XuGW-Kevin / DrM

DrM, a visual RL algorithm, minimizes the dormant ratio to guide exploration-exploitation trade-offs, achieving significant improvements in sample efficiency and asymptotic performance across diverse domains.
MIT License
53 stars 8 forks source link

DrM 在 Metaworld 环境下的性能问题 #2

Closed jzndd closed 3 months ago

jzndd commented 4 months ago

尊敬的作者: 您好!在复现 DrM 的过程中,我们发现了其在 DMC-hard 环境下的惊人表现;但是,我们发现在许多 Metaworld 环境下性能似乎表现不佳,表现在训练至 2m 步时其训练成成率仍然只有 2/10左右,这种现象出现在 stick-pull-v2, pick-place-wall-v2, hammer-v2 , 特别地,其在 disassemble-v2 下表现尤为不佳,训练 2m 之后成功率仍然只有 0/10 . 上述提到的每一个问题我都做了 5 个 seed 以确保问题的可复现性, 并且参数都使用了您所提供的默认参数,想请教这种性能不佳的情况在您实际运行的过程中是否有出现过? 祝好! image

cheryyunl commented 4 months ago

Thank you for your problem report. Could you tell me your mujoco, mujoco_py, gym, and MetaWorld version? Also, the camera view used in MetaWorld is very important in visual RL. Could you check your camera view and MetaWorld settings? For disassemble environment, we have provided DrM visualization in our website.

Thank you again for the valuable suggestions. We will also check the problem reported again with our repo. If possible, we will also release our policy checkpoints trained by DrM in two weeks.
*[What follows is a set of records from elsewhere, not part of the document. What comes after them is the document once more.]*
PR #1284, opened 2026-09-17
✨ PwParser: Add XML schema for Quantum ESPRESSO v7.6

tsthakur:
I have tested this for all pw calculations, including r2scan vc-relax calculations on Alps-Daint.


Minotakm (commented):
Thanks @tsthakur for taking the time to do it! 

One thing on the compatibility tables: with `> 5.0` on row 1 and `4.16 <= 5.0` on row 2, the released
v5.0.0 lands in row 2, which is badged `AiiDA >=2.5.0,<3.0.0`. But v5.0.0 pins `aiida_core~=2.8`, so
the table would be telling v5.0.0 users that aiida-core 2.5–2.7 is fine.

Could we add a new row instead of moving the existing boundaries? That's what the earlier schema PRs
did (75808a9 for QE 7.4 and 3c2ba30 for 7.5) . What do you think @t-reents ?

t-reents:
@Minotakm yes, we should definitely do this. The current table of this PR wouldn't be correct.

@tsthakur Would be great if you could adjust it in the way that Michail described (i.e., a new row with the current status and aiida-qe `5.0 < 5.1` and then the first row should become `5.1 < 6.0`. Happy to merge it afterwards :)

tsthakur:
Thank you for the feedback @Minotakm ! I changed the rows as suggested by @t-reents , I guess squashing the 2 commits would be best before merging.

Minotakm (approved):
LGTM! Thanks @tsthakur

tsthakur:
@Minotakm, not sure if you were waiting for me to merge the PR, because it says merging is blocked as I am not authorised to push this branch. Could you have a look?

t-reents:
@tsthakur No, all good, I will do it. I just haven't done it yet, as I was planning to do a release afterwards and haven't looked into that yet.

t-reents:
@tsthakur Done 😄

PR #939, opened 2019-04-29
Show the "Quit" AppIconMenu entry only for running applications

jnsh:
The "Quit" AppIconMenu entry was displayed for every item on the dock, including favorited applications that aren't currently running.

Obviously you can't quit non-running applications, so it makes more sense to display the "Quit" menu item only if the application is actually running.

### DIFF
--- a/appIcons.js
+++ b/appIcons.js
@@ -880,11 +880,13 @@ const MyAppIconMenu = class DashToDock_MyAppIconMenu extends AppDisplay.AppIconM
         }
 
         // quit menu
-        this._appendSeparator();
-        this._quitfromDashMenuItem = this._appendMenuItem(_("Quit"));
-        this._quitfromDashMenuItem.connect('activate', () => {
-            this._source.closeAllWindows();
-        });
+        if (this._source.app.state == Shell.AppState.RUNNING) {
+            this._appendSeparator();
+            this._quitfromDashMenuItem = this._appendMenuItem(_("Quit"));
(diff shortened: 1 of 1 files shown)


azzar1:
I do not get the "Quit" menuitem if the application is not currently running. With which app are you able to reproduce this issue?

Also there is already some logic to hide/show the "Quit" menuitem: https://github.com/micheleg/dash-to-dock/blob/2c90645180d7a61d8e411263d972cd95261367e5/appIcons.js#L901

jnsh:
I can reproduce the issue with any application that's favorited to the dock and not running:
Screenshot from 2019-04-30 01-25-28

I didn't see the "Quit" menu item hiding/showing logic you mentioned though, and apparently it is only performed if the `show-windows-preview` option is enabled. If I enable "Show open windows previews" from dash-to-dock settings, the "Quit" menu entry is indeed (not) displayed correctly.

So, this PR would fix the "Quit" menu item only for when `show-window-preview` is disabled.

Additionally, I noticed that I'm never getting the "Quit \<number> Windows" menu entry with `show-window-preview` disabled, but it's always plain "Quit" regardless of the number of open windows. Therefore there could be more complete fix for the issue, that also implements the "Quit \<number> Windows" entry for people who don't enable window previews.

jnsh:
I added a new PR that should be a better fix: #940 

Thanks for the feedback on this one @azzar1

PR #940, opened 2019-04-30
Update AppIconMenu when window-previews are disabled

jnsh:
The AppIconMenu was only updated when show-window-preview option was enabled, which led to the "Quit" menu entry being displayed on non-running applications, and the number of windows to be quitted not being displayed when window previews were disabled.

Fix this by updating the "Quit" menu item and separators always, regardless of the show-window-preview setting.

Replaces #939


jnsh:
Updated to work and apply against the current master

PR #1011, opened 2019-10-09
MyAppIcon: Inherit from Dash.DashIcon

3v1n0:
Starting from GNOME/gnome-shell upstream commit ff3d32dd18 AppDisplay is
meant to be used only by the AppGrid and in fact it supports DnD drop
operations, being a drop target for other icons in order to be able to
create an app folder.

However dash-to-dock doesn't need anything of that, so in order to have
proper dock dnd inherit the app icons from the newly introduced (available
since the commit above, included in 3.34.0) Dash.DashIcon

LP: #1846477, #1847102

### DIFF
--- a/appIcons.js
+++ b/appIcons.js
@@ -72,7 +72,7 @@ let recentlyClickedAppMonitor = -1;
  * - Update minimization animation target
  * - Update menu if open on windows change
  */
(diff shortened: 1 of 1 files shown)


micheleg:
Thanks.

PR #1012, opened 2019-10-09
Various cleanups and warning fixes

3v1n0:
Fixed warnings and errors accessing to dead objects as per upstream changes.

This meant to be added to #975, but I had no time to push in time :(


micheleg:
Grazie!

PR #1024, opened 2019-10-14
fixed a typo in a translatable string.

nishbone:
it should not be "Cutomize  opacity" but "Customize opacity".


micheleg:
Thank you.

PR #1026, opened 2019-10-17
Resolve animation hang issue in Gnome 3.34 with auto-hidden dock

acerspyro:
In Gnome 3.34, when activating an auto-hidden dock, quickly moving the mouse onto and off of the dock causes its animation to hang for the duration of the delay that was configured in the extension's settings.

This removes the delay if the dock is in the process of showing so that it returns to its hidden position as it was probably an accidental activation.

### DIFF
--- a/docking.js
+++ b/docking.js
@@ -697,14 +697,10 @@ var DockedDash = GObject.registerClass({
         // If no hiding animation is running or queued
         if ((this._dockState == State.SHOWN) || (this._dockState == State.SHOWING)) {
             let settings = DockManager.settings;
-            let delay;
+            // Remove delay if dock is in the process of showing
+            let delay = 0;
 
-            if (this._dockState == State.SHOWING)
-                //if a show already started, let it finish; queue hide without removing the show.
-                // to obtain this I increase the delay to avoid the overlap and interference
-                // between the animations
-                delay = settings.get_double('hide-delay') + settings.get_double('animation-time');
-            else
+            if (this._dockState != State.SHOWING)
                 delay = settings.get_double('hide-delay');
 
             this.emit('hiding');


micheleg:
Hi,

thanks for your contribution. I'm nost sure how this differs from the expected behaviour: "instead of chopping the animation just let it do its cycle naturally". Are you suggesting there is a bug or do you think this behaviour is not the ideal one?

acerspyro:
I believe the current behaviour is not ideal as the dock ends up just stopping abruptly mid-animation if you leave it too quickly. It feels like it's hanging.

micheleg:
Are you able to capture a video? There shouldn't be any abrupt stop of the animation. If so, then it might be a bug.

acerspyro:
I'll reply with a video shortly, this only began happening with 3.34.

Removing this code fixes it with no adverse effects.

acerspyro:
https://imgur.com/a/UQtDA6U

Bug shown here. Gnome 3.34, Manjaro

micheleg:
That looks surely bad :(

acerspyro:
> That looks surely bad :(

The video or the bug? lol

micheleg:
The bug :) I'm a bit puzzle because the comment to my code you are removing exactly suggest the delay is there to avoid this (and it makes logical sense). I suspect this might be due to the transition to clutter animations (662604b33f89f965e02664b63d1603be270e5c65).

micheleg:
I think that the issue is that while in tweener adding a transition with a delay used to do nothng until the transition start, with clutter animations the previous transitoin is immediately cancelled, and the animation is stalle for the above delay (https://github.com/GNOME/clutter/blob/master/clutter/clutter-actor.c#L273). Your solution avoid this problem but changes the behaviour from the desired one. Still better than the current situation but I'd like to see if it is possible to get back to the original behaviour.

3v1n0:
I think we should rely on the `onCompleted()` callback instead of doing timing assumptions.

So I've proposed https://github.com/micheleg/dash-to-dock/pull/1098 that addresses this using that.

@acerspyro, feel free to comment that PR, while I'm closing this.

Thanks for the debugging work though :)

Issue #1010, opened 2019-10-08
top right and bottom right corners only are always rounded


luca-viggiani:
Regardless the dock position chosen, top right and bottom right corners only are always rounded.
This is ok when the dock position is set to left. It is not for all other positions.
This is happening on GS 3.34 on Arch and Dash to Dock v67.
See attachment
![dash-to-dock](https://user-images.githubusercontent.com/25035914/66407529-a702a480-e9ed-11e9-8eeb-7a820908c664.png)

micheleg:
This seems to have been introduced in 5075934a5788e27cede7a67fbf568680775ec642.

PR #1027, opened 2019-10-17
Fix border radius for built-in theme

acerspyro:
The built-in theme does not account for Dash to Dock being able to place the dock anywhere on the screen, causing mismatched rounded corners if the dock is not placed on the left hand side while the built-in theme is enabled.

Fixes https://github.com/micheleg/dash-to-dock/issues/1010

### DIFF
--- a/stylesheet.css
+++ b/stylesheet.css
@@ -1,4 +1,4 @@
-/* Shrink the dash by reducing padding and border radius */
+/* Shrink the dash by reducing padding */
 #dashtodockContainer.shrink #dash,
 #dashtodockContainer.dashtodock #dash {
     border:1px;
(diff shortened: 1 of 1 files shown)


micheleg:
I have pushed a slightly different solutions:

1. Only apply styles with the build-in theme enabled (add .dashtodock class to the css rule)
2. Keep the border radius to 9px ( I believe this is what the default theme use).

As mentioned in the commit message, this bug was introduced in f2ce64a6277945b3a5494a090466d5c955162d65, in an attempt to maintain as much as possible theme compatibility. I believe this is a good compomize between the tow cases.

Does this still works for you?

acerspyro:
I'll take a look at it shortly, @micheleg

acerspyro:
Your solution works for me, this is a good workaround.

I believe a complete solution in the future would be to inherit the current theme's background, border values (colour, rounding, thickness, style, etc.) and shadow values and rotate them accordingly in JS.

PR #1030, opened 2019-10-17
docking.js: fix warning when using wheel

rastersoft:
When using the wheel over the dash to change from a workspace to another, a warning is shown in the log because it is still using .actor to access a widget. This patch fixes it.


micheleg:
Thanks.

PR #1042, opened 2019-11-03
Fixed typo in download.md

### LINKED ISSUE #1041: Typo in docs
There is an extra space after the backslash, that makes impossible to copy and paste the command a terminal. The issue is in https://micheleg.github.io/dash-to-dock/download.html under Installation under manual Installation.
Where can I make a PR for the website?

mone27:
fixes #1041


libreajans:
Your brach so old and I think it has no effect on the current version of dash-to-dock.

Even, there is no more download.md files.

libreajans:
Hi @mone27

There is also an extra/redundant space before "git clone" command.

` git clone https://github.com/micheleg/dash-to-dock.git`

Would you like to fix both of them?

PR #1044, opened 2019-11-05
locations: Fix missing behaviour for volume backed locations

### LINKED ISSUE #1037: "Show details" for volume mounts does nothing
If you right click on a volume mount, there's a "Show details" option like for other apps in the dock. Clicking it does nothing.

philipl:
I forgot to add this originally. Without it, we don't know that
the icon is a location rather than an app, and some undesired items
are added to the menu.

Mount icons already had this set and didn't have a problem.

Fixes #1037

### DIFF
--- a/locations.js
+++ b/locations.js
@@ -162,6 +162,10 @@ var Removables = class DashToDock_Removables {
             return;
         }
 
+        if (volume.get_identifier('class') == 'network') {
+            return;
+        }
+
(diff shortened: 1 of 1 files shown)


philipl:
Added an additional commit that fixes certain network backed locations appearing in the dock when they should not.

@3v1n0 should be merged for ubuntu-dock too.

PR #1046, opened 2019-11-09
Update the screenshot to Gnome 3.34

xordspar0:
The current screenshot is getting a little old (for example, the default icon set has changed). This will update it to the latest version of Gnome.


xordspar0:
🎉

Issue #2193, opened 2024-04-11
Short-lived programs cause the dock to bounce


starlightsys:
Every time Neovim interacts with the clipboard, the dock is animated for a brief moment as it responds to `wl-copy`/`wl-paste` being launched and closed.

[Screencast from 2024-04-11 22-44-22.webm](https://github.com/micheleg/dash-to-dock/assets/2768754/c3f12387-a31b-4906-a167-ed6c15a42950)

It is agonizingly distracting to have those movements happen all the time while editing files, and I can't use Dash-to-Dock as it is currently together with Neovim or other programs that similarly run short-lived programs like that.

I would imagine this bug could be fixed by implementing #988 or #2064, or by having a small delay between program launch and the program appearing in the dock.

bedohave:
I notice that this jiggle in the dock coincides with a jiggle in the Activities window (when I have at least 3 open windows). So this may or may not be a fault in Dash-to-Dock. 

I am running Fedora 40 on AMD CPU/GPU.

https://github.com/micheleg/dash-to-dock/assets/4650839/92f989e7-6fed-4806-9dba-b1d5645bb51a

Issue #2064, opened 2023-08-03
Feature Request: Hiding Programs From The Dock


Joey451-OG:
Hello, I wonder if it would be possible to make a setting which stops specified programs from showing on the dock. I have some programs that I want running in the background at all times. I would like to hide these programs so they do not clutter my limited screen space on my laptop.

Issue #988, opened 2019-09-20
Allow hiding of specific apps in dock


rschmied:
Would be cool if I could specify that certain apps should not show in the dock. I'm running the "desktop icons" Gnome extension and that launches an app / process 'gjs' that can not be quit from the dock and only shows the generic question mark icon. It just uses space and should be hidden.

PR #2244, opened 2024-06-29
Fix wl-clipboard messing with the dock

ndr3www:
A temporary fix of `wl-clipboard` appearing in the running apps section (https://github.com/micheleg/dash-to-dock/issues/2193) and causing a hidden dock to show up for a brief moment when launched.

The problem is caused by not only the `wl-clipboard` but also other short-lived programs stealing focus so, as proposed in https://github.com/micheleg/dash-to-dock/issues/988 and https://github.com/micheleg/dash-to-dock/issues/2064, it would be nice to take it further and implement an option to ignore apps specified by the user.

### DIFF
--- a/dash.js
+++ b/dash.js
@@ -824,7 +824,7 @@ export const DockDash = GObject.registerClass({
 
             // Second: add the new apps
             running.forEach(app => {
-                if (!showFavorites || !(app.get_id() in favorites))
+                if ((!showFavorites || !(app.get_id() in favorites)) && !(app.get_windows()[0].get_title() === 'wl-clipboard'))
                     newApps.push(app);
             });
         }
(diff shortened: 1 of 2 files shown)


3v1n0:
Sorry, custom code like this can't be accepted upstream.

I wonder if you can find a window type or class the application matches. Or if the app needs to be fixed

ndr3www:
Well, that's the main problem. `wl-clipboard` has no window class or anything specific assiociated with it, I'm aware that the title matching is not a good solution, but couldn't think of anything better unfortunately.

sergio-costas:
@ndr3www @3v1n0 Maybe delaying for half a second adding a new icon to the dock?

3v1n0:
Bah, it could be a posisbility, but normally I'm not in love with delays since they're not fully predictable, so they may work by luck and depending on the environment.

sergio-costas:
I fully agree with delays; unfortunately, in this case is the only solution, because the point is, precisely, that the window is created and deleted very quickly, so we should only show icons for windows that have been in the screen for a minimum amount of time, and don't add icons to those windows that are there for less time than that minimum.

PR #2258, opened 2024-08-05
Icons: update state cleanups

3v1n0:
Make possible to theme updating icons and avoid actions to be available during that phase.


3v1n0:
Oh, I see Sergio is going to be out for some days, so @vanvugt can you maybe give it a quick check?

Or I'll just merge it so that I can unblock GNOME shell 47 landing.

vanvugt (approved):
Looks reasonable, but I'm no expert on this code.

Issue #2222, opened 2024-05-27
Indicator dots overlap app icons in gnome-shell 46.2


shelvaldes:
Fedora 40, the white dots that indicate an active app are overlapping the actual icon in any case. Here a screenshot.

![white points dock](https://github.com/micheleg/dash-to-dock/assets/35204421/10a15b56-6e7b-4ea2-b285-73d97cb3f999)

andreglatz:
I have the same problem on Arch Linux with Gnome 46.2

![image](https://github.com/micheleg/dash-to-dock/assets/54822067/25e9dedd-d987-494f-ad9a-18147dc175ab)

Calosis:
Same issue here on 46.2

kenny-kelley:
May be related to previous a issue and fix: #2160 and #2168

I had this problem pre-`v90` on any GNOME 46. It's back in GNOME 46.2 + Dash to Dock 92.

I'm also on Fedora 40 using the `dnf` package for Dash to Dock. 100% scaling on a 2560x1440, 27 inch monitor. Seeing similar behavior on my laptop's much smaller monitor too.

These are my settings:
![Screenshot from 2024-05-27 14-57-13](https://github.com/micheleg/dash-to-dock/assets/16879853/8eaded6b-2693-4b9c-a08b-e6b4d0d0f03b)

Toggling on "Use built-in theme" definitely improves it.

akashdiphazra:
This thing appears after recent gnome-shell updates in fedora 40, toggling back indicators from square to dots fixes the issue.

dm1cael:
Same issue with Fedora 40. As @akashdiphazra said, changing from default (or, in his case, square) to dots fixed the issue.

**You can find this option on the "appearence" page.**
![image](https://github.com/micheleg/dash-to-dock/assets/167719716/69d7a6c5-872f-4041-89eb-feff1180047a)

kenny-kelley:
The "Dots" option is slightly different from "Default".

For example, "Default" does a single dot for applications that you have multiple windows of while "Dots" does multiple dots.

GazimSoliev:
I have the same ui issue

ArchUser123:
Changing this option to **"Dots"** instead of Default fixes it for me!
![image](https://github.com/micheleg/dash-to-dock/assets/147475208/5af12912-f2b4-4fd6-a729-5d802a5fd11b)

v9lu:
[...]

PR #2265, opened 2024-08-21
Add `Dot` running indicator style

proninyaroslav:
Dot indicator

It is known that in GNOME 46.2 the default indicator has undergone breaking changes, and now its positioning is faulty: #2222. So I decided it would be nice to make a custom indicator like `Dots`, but with just one dot and as close in size and style as possible to the default indicator.

P.S: It doesn't replace the default indicator for backwards compatibility reasons, but it does provide an alternative in newer versions of GNOME. In the future, this could be made the default, instead of the current `Dots` option.

### DIFF
--- a/Settings.ui
+++ b/Settings.ui
@@ -2071,6 +2071,7 @@
                                           <item translatable="yes">Ciliora</item>
                                           <item translatable="yes">Metro</item>
                                           <item translatable="yes">Binary</item>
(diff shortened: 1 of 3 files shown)


3v1n0:
Looks fine, but please squash the fixup commits (like lint errors) and drop the changes to the translation file (is that for another PR?)

proninyaroslav:
@3v1n0 
Done.

Issue #1351, opened 2020-11-20
JS ERROR: TypeError: null has no properties


rekaerst:
# journald spammed with JS ERROR: TypeError: null has no properties
Causing high CPU usage and input lagging
## Log

```log

 JS ERROR: TypeError: null has no properties
                                             _onFocusChanged@resource:///org/gnome/shell/ui/closeDialog.js:135:9
                                             actionMoveWorkspace@resource:///org/gnome/shell/ui/windowManager.js:2200:23
                                             onScrollEvent@/home/arthur/.local/share/gnome-shell/extensions/dash-to-dock@micxgx.gmail.com/docking.js:1304:29

```

repeating at the speed of about 4000 times a minute
## OS information
OS: Ubuntu 20.10 x86_64 
Kernel: 5.8.0-28-generic 
Uptime: 1 day, 10 hours, 12 mins 
Packages: 4103 (dpkg) 
Shell: zsh 5.8 
Resolution: 1920x1080 
DE: GNOME 3.38.1 
WM: Mutter 
WM Theme: Materia-dark-compact 
Theme: Materia-dark-compact [GTK2/3] 
Icons: Papirus-Dark [GTK2/3] 
Terminal: gnome-terminal 
CPU: AMD Ryzen 5 4600H with Radeon Graphics (12) @ 3.000GHz 
GPU: NVIDIA 01:00.0 NVIDIA Corporation TU117M 
GPU: AMD ATI 05:00.0 Renoir 
Memory: 7808MiB / 15431MiB

cgodgers:
I suffer the same problem.

Apparently `killall -3 gnome-shell` partly solves the problem, but I'd expect a better solution than this.

maffelbaffel:
Got the same problem.

roblatham00:
I don't know if "dash-to-dock" is the right project for this issue but I see it too

tonymartino:
Still seeing this:
Aug 25 13:08:37 chainsaw.inside.msnomer.com gnome-shell[4758]: JS ERROR: TypeError: null has no properties
                                                               get settings@file:///home/tony/.local/share/gnome-shell/extensions/dash-to-dock@micxgx.gmail.com/docking.js:1752:28
                                                               updateNotificationBadgeStyle@file:///home/tony/.local/share/gnome-shell/extensions/dash-to-dock@micxgx.gmail.com/appIconIndicators.js:788:33
[...]

PR #2271, opened 2024-08-26
Fix null errors

sergio-costas:
Several errors are shown when the extension is disabled and re-enabled during desktop lock.

Fix https://github.com/micheleg/dash-to-dock/issues/1351

### DIFF
--- a/appIconIndicators.js
+++ b/appIconIndicators.js
@@ -785,8 +785,8 @@ export class UnityIndicator extends IndicatorBase {
         const defaultFontSize = fontDesc.get_size() / 1024;
         let fontSize = defaultFontSize * 0.9;
         const {iconSize} = Main.overview.dash;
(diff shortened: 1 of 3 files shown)


3v1n0:
Mhmh, I feel that we should go more to the root problem, I mean if we're accessing those values after unlock or while re-enabling the extension, it means we're forgetting to disconnect some signal or anything?

sergio-costas:
@3v1n0 That's why I added the "destroy" call, but seems to be not enough. So, in the meantime...

sergio-costas:
Mmm... maybe the problem is with the changes to show notification icons in all icons, even in the search and other places of Gnome Shell? If in any place it tries to read the settings, but the extension is disabled...

3v1n0:
Closing this in favor of https://github.com/micheleg/dash-to-dock/pull/2273

PR #2275, opened 2024-08-28
Remove Animate Show Applications from the desktop (Fix "Show Applications" button)

sergio-costas:
The "Show Applications" button fails because the Overview.ANIMATION_TIME property is now read-only (it has a "const" prefix), so it's not possible to overwrite it to show the applications list "instantaneously". It "does nothing" and shows this error in the log:

```
ago 28 12:20:46 raster3-PROX14-AMD gnome-shell[534248]: JS ERROR: TypeError: "ANIMATION_TIME" is read-only
                                                        _onShowAppsButtonToggled/<@file:///home/raster/.local/share/gnome-shell/extensions/dash-to-dock@micxgx.gmail.com/docking.js:2491:21
```

This patch removes the option of disabling the animation, thus fixing the problem.

### DIFF
--- a/docking.js
+++ b/docking.js
@@ -15,7 +15,6 @@ import {
     AppDisplay,
     Layout,
     Main,
-    Overview,
     OverviewControls,
     PointerWatcher,
     Workspace,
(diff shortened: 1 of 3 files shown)


3v1n0:
I think it's fine to drop this option, since it was mostly something problematic in the past, HOWEVER... Not sure if some user rely on that (but I guess no because we had no many complaints)

In case we want to keep the option, we could technically just patch `Overview.animateToOverview` and `panel.fadeIn` on click to not animate, but this looks still prone to breakage, so I think we're good dropping it.

3v1n0:
Please, just squash your commits in one

sergio-costas:
@3v1n0 Squashed.

PR #2276, opened 2024-08-29
Progress bar theming tuning

3v1n0:
Move progress bar on icon baseline on overview and permit tuning their positioning and size better via style variables.

This is following the upstream theme, while for yaru some further customization will be done


sergio-costas (approved):
Looks fine. Don't see anything odd.

PR #2277, opened 2024-08-30
Update Russian translations

proninyaroslav:


sergio-costas (approved):
Looks good. Nothing seems out of place.

PR #2286, opened 2024-09-16
appIcons: Show app details menu for snap applications

3v1n0:
If an application is a snap package, and the snap store is installed we can show the snap packages details as we do for other non-snap applications if GNOME Software is installed

UDENG-4316
UDENG-4700

### DIFF
--- a/appIcons.js
+++ b/appIcons.js
@@ -22,6 +22,7 @@ import {
 
 import {
     ParentalControlsManager,
+    Util,
 } from './dependencies/shell/misc.js';
 
 import {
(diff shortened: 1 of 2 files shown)


appIcons.js
```diff
@@ -1184,7 +1189,8 @@ const DockAppIconMenu = class DockAppIconMenu extends PopupMenu.PopupMenu {
             }
 
             if (Shell.AppSystem.get_default().lookup_app('org.gnome.Software.desktop') &&
```
sergio-costas, line 1191: Does this still apply? I mean: with the new Snap Store, there is nothing with `org.gnome.Software` at/in `/var/lib/snapd/desktop/applications`...

sergio-costas (commented):
Just a question...

appIcons.js
3v1n0: That's the code for non-snaps, dash-to-dock it's not an ubuntu project so we definitely support also default GNOME installations where GNOME software is installed.

sergio-costas: Oh, ok. Understood.

PR #2285, opened 2024-09-16
theming: Add support for Cogl.Color since Clutter.Color is deprecated in 47

vanvugt:
Closes: https://github.com/micheleg/dash-to-dock/issues/2284

Issue #2284, opened 2024-09-13
JS ERROR: TypeError: (intermediate value).Color is undefined ( GNOME Shell 47.rc )


sidt4:
```
JS ERROR: TypeError: (intermediate value).Color is undefined
_updateDashColor@file:///home/sid/.local/share/gnome-shell/extensions/dash-to-dock@micxgx.gmail.com/theming.js:171:34
updateCustomTheme@file:///home/sid/.local/share/gnome-shell/extensions/dash-to-dock@micxgx.gmail.com/theming.js:229:14
_unloadExtensionStylesheet@resource:///org/gnome/shell/ui/extensionSystem.js:155:15
_callExtensionDisable@resource:///org/gnome/shell/ui/extensionSystem.js:220:14
_onEnabledExtensionsChanged@resource:///org/gnome/shell/ui/extensionSystem.js:637:24
_sessionUpdated@resource:///org/gnome/shell/ui/extensionSystem.js:824:20
ExtensionManager/<@resource:///org/gnome/shell/ui/extensionSystem.js:46:18
_callHandlers@resource:///org/gnome/gjs/modules/core/_signals.js:130:42
_emit@resource:///org/gnome/gjs/modules/core/_signals.js:119:10
_sync@resource:///org/gnome/shell/ui/sessionMode.js:205:14
pushMode@resource:///org/gnome/shell/ui/sessionMode.js:167:14
activate@resource:///org/gnome/shell/ui/screenShield.js:614:34
lock@resource:///org/gnome/shell/ui/screenShield.js:681:14
_prepareForSleep@resource:///org/gnome/shell/ui/screenShield.js:248:22
_callHandlers@resource:///org/gnome/gjs/modules/core/_signals.js:130:42
_emit@resource:///org/gnome/gjs/modules/core/_signals.js:119:10
_prepareForSleep@resource:///org/gnome/shell/misc/loginManager.js:212:14
_callHandlers@resource:///org/gnome/gjs/modules/core/_signals.js:130:42
_emit@resource:///org/gnome/gjs/modules/core/_signals.js:119:10
_convertToNativeSignal@resource:///org/gnome/gjs/modules/core/overrides/Gio.js:152:19
```

Refer [Port Extensions to GNOME Shell 47 ](https://gjs.guide/extensions/upgrading/gnome-shell-47.html).

### For fix refer:

- https://github.com/mgalgs/gnome-shell-system-monitor-applet/issues/90
[...]

PR #2287, opened 2024-09-16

jzndd commented 4 months ago

Thank you very much for your prompt response to my problem report. I have reviewed and can confirm the versions of my environment as follows: MuJoCo: 3.1.5 mujoco-py: 2.1.2.14 MetaWorld: 0.0.0 (Located at /data/jzn/workspace/DrM/Metaworld) Camera View: "corner2" All of my settings follows the instruction in readme.md, and i never modify any code in the repo. Futhermore, if possible, I would like to kindly request if you could share your raw training curves, including success rate recordings. Best regards.

cheryyunl commented 4 months ago

Good. We found that in the last version, the version conflict happens when following our Readme to build MetaWorld environment. Now we are testing if all configs are right.

cheryyunl commented 3 months ago

Hi we have completed our test. The metaworld environment needs action normalization wrapper and the layernorm. We will update our code today. 1716785014625

cheryyunl commented 3 months ago

fix the bug in metaworld wrapper. Now all the implementations are correct.